LISTED RECORDS:
PR #43, opened 2020-01-20
TH-219 | Button to clear event search filters

jorilindell:
https://helsinkisolutionoffice.atlassian.net/browse/TH-219

### DIFF
--- a/src/domain/eventSearch/SearchResultList.tsx
+++ b/src/domain/eventSearch/SearchResultList.tsx
@@ -102,6 +102,26 @@ const SearchResultList: React.FC<Props> = ({
     window.scrollTo(0, 0);
   };
 
+  const clearFilters = () => {
+    const search = getSearchQuery({
+      categories: [],
+      dateTypes: [],
+      districts: [],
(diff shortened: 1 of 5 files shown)


src/domain/eventSearch/SearchResultList.tsx
```diff
@@ -102,6 +102,26 @@ const SearchResultList: React.FC<Props> = ({
...
+      places: [],
+      publisher: null,
+      search: "",
+      startDate: null,
+      targets: []
+    });
+
+    push({ pathname: `/${locale}/events`, search });
+    // Scroll to top when changing filters. Ignore this on SSR becasue window doesn't exist
+    window.scrollTo(0, 0);
```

PROBLEM TO SOLVE: Every line in the records above that contains the word "const" should be copied out.

RESULT OF THIS TASK:
@@ -102,6 +102,26 @@ const SearchResultList: React.FC<Props> = ({
+  const clearFilters = () => {
+    const search = getSearchQuery({
@@ -102,6 +102,26 @@ const SearchResultList: React.FC<Props> = ({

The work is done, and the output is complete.